**PROBLEM REQUIREMENTS**
Transcribe the stretch of entries below from the line with "- Updated migration" through the line with "## Test plan", exactly and with both ends included; leave out all other lines.

Saved entries
PR #10602, opened 2026-05-14
Refactor redis_handler migration tests

zhiltsov-max:
## Summary

Redis migration tests previously wrote real `.py` files into installed apps' on-disk `redis_migrations/` dirs and relied on cleanup callbacks; a crash between create and cleanup left stray files behind.

- Updated migration tests to avoid writing to the real migration dirs
- For the bad-class case, also patch `get_class_from_module` so the loader never tries to import a non-existent module.
- Split the suite into one class per Django management command (`checkredismigrations`, `migrateredis`).

## Test plan
- [x] `python -m django test cvat.apps.redis_handler.tests.test_redis_migrations` — 5/5 pass
- [x] Verify `cvat/apps/*/redis_migrations/` dirs untouched after run

### DIFF
--- a/cvat/apps/redis_handler/tests/test_redis_migrations.py
+++ b/cvat/apps/redis_handler/tests/test_redis_migrations.py
@@ -2,82 +2,66 @@
 #
 # SPDX-License-Identifier: MIT
 
+import contextlib
 import io
-import os
 from pathlib import Path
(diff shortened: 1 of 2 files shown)


zhiltsov-max:
@codex review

**FINISHED EXERCISE**
- Updated migration tests to avoid writing to the real migration dirs
- For the bad-class case, also patch `get_class_from_module` so the loader never tries to import a non-existent module.
- Split the suite into one class per Django management command (`checkredismigrations`, `migrateredis`).

## Test plan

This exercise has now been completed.